En la línea de asunto en una carta formal, ¿cómo se diría _Bitte um Erklärung_ en castellano? 
Quiero solicitar una expliciación de las circunstancias y la gestión de algo que ha sucedido y que no entiendo en absoluto.

¿"Pedido/solicitud de una explicación"?

Gracias.


----------



## Liana

Hallo Sigianga,

ich würde ""Petición de una explicación" schreiben.

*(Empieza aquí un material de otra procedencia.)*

PR #34, opened 2022-01-31
feat: code style and eslint improvements

chybisov:
The first iteration of the unification of code style and `eslint` rules for our repositories. This will help current team members and newcomers write more consistent code. After discussion and approving these changes, we can create a [submodule](https://github.blog/2016-02-01-working-with-submodules/) repo and link it with all others.

A couple of majors:
1.	Adds proven and well maintained `eslint-config-airbnb` which takes care of best practices and helps avoid many code-smells. https://github.com/airbnb/javascript
2.	Try always to use named exports. As the team grows, we will ensure every person uses the same import names as other team members to avoid confusion and increase future readability. Another reason is that if the user doesn't need all the functionality we provide, unused code could be removed via tree-shaking, resulting in a smaller bundle size. Always a good practice for building libraries. Readings https://github.com/rollup/rollup/issues/1961#issuecomment-423037881 https://blog.neufund.org/why-we-have-banned-default-exports-and-you-should-do-the-same-d51fdc2cf2ad
3.	Return of semi. In general, most of the repos from great teams and React ecosystem, like React, Mui, Storybook, prettier, Airbnb, Stripe, etc., use them and feel good. Small conviction booster https://levelup.gitconnected.com/to-semicolon-or-not-to-semicolon-a2e337827bcb
4.	Adds `curly` and `comma-dangle` rules. Examples of incorrect code:
```
if (foo) foo++;

while (bar)
    baz();

if (foo) {
    baz();
} else qux();
```
Examples of correct code:
```
if (foo) {
    foo++;
}

while (bar) {
    baz();
}

if (foo) {
    baz();
} else {
    qux();
}
```
5.	Adds `.gitattributes` with `* text=auto eol=lf` to avoid line endings collisions between different OS.

This repo currently contains **133 problems (99 errors, 34 warnings)** that need to be addressed or disabled (open topic for discussion).

Please review and give feedback. 😃


maxklenk:
Very good, I would love to align the rules across the projects and update them to our code even cleaner. The new rules contain a lot of useful rules and I think more rules lead to an error instead of a warning which is good to ensure that we take care of them.

My personal feedback about some settings:

- `no-use-before-define` => I like to read code from the top down, a function may call sub-functions further down. On the other hand the advantage of the rule would be that it is handled the same in all files - which would be good

- `no-await-in-loop` => How do we want to handle this? We have a few cases where we currently use/need await in loops. Because we do want to do one execution after another in the loop. We could disable the rule in using a disable comment, so developers have to think about it twice.

- `semicolons` => We don't use them so far, I like this. It reduces the code. You have to write and read less. We are using typescript which is very good in avoiding the few cases where ASI may alter the code. There is the `no-unexpected-multiline` ESLint rule which should help to find all cases in question.

- `submodule` => How would this setup with keeping these settings in a submodule look like? Would it be possible to do the same using a npm package? I would prefer a npm package to avoid dealing with submodules.

mathiasmoeller:
Nice 👍 
`no-await-in-loop`: Never really understood what the issue here is. There are some valid cases where you want to loop over something and make sure the code is executed after each other, not in parallel. 
`semicolons`: I don't have a strong opinion on that, I am fine with whatever you guys decide

Regarding the submodule with the configurations, I guess an npm package would only allow us to have the eslint configuration for example as a eslint plugin, but not the .gitattributes, prettier config etc? Or how would be do that. Do we configure eslint etc to use the configuration files placed in the `node_modules` then? But I guess for a `submodule` we would also need to adjust the paths to the configuration files since they usually are placed in the project root

Addminus (commented):
- `semicolons`: I've taken on the habit of not using them. I actually like the code better that way and I like the solution @maxklenk suggests here. 
- `no-await-in-loop`: This would definitively need some refactoring in our codebase. Is there really the need for this?
- `no-use-before-define`:  Don't mind this one
- ` submodules`: Don't mind this one

maxklenk:
enable `no-use-before-define`
enable `no-await-in-loop` => document how and why to disable it
enable `import/no-default-export` => document where to use const ui = {}
no plan to use index files => overhead, less advantage
error as unknown, function to parse e to error with code and message
```ts
const isError = function (exception: any): exception is Error {
  return typeof exception == 'object'
    && exception !== null
    && 'name' in exception && typeof exception.name === 'string'
    && 'message' in exception && typeof exception.message === 'string'
}

try {
} catch (e) {
  if (isError(e)) {
    console.log(e.message)
  }
}
```


=> make a pool about `semicolons`

=> open question how to test internal functions without exposing everything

Mal sehen, was die Muttersprachler dazu sagen.

LG
Liana


----------



## veleño

Ich würde folgendes schreiben:

Solicitud aclaración (asunto x)

Ja, so kling es gut. etwa trocken aber gut.


----------



## Sidjanga

Danke.


----------



## lonha

Vielleicht auch eine Möglichkeit:
Petición de información

Saludos!


----------



## Sidjanga

Danke für den Vorschlag, lonha, aber ich denke, das ist für meinen Fall zu allgemein - da gibt es wirklich richtig was zu (er)klären.


----------



## LordNazgul

Yo he visto algunas veces:

"Solicitud de explicación".

O simplemente "Solicito una explicación del _siguente tema_"

Saludos


----------



## Sidjanga

Gracias, LordNazgul. 

Sí, parece que "Solicitud de explicación" se usa bastante.

Saludos


----------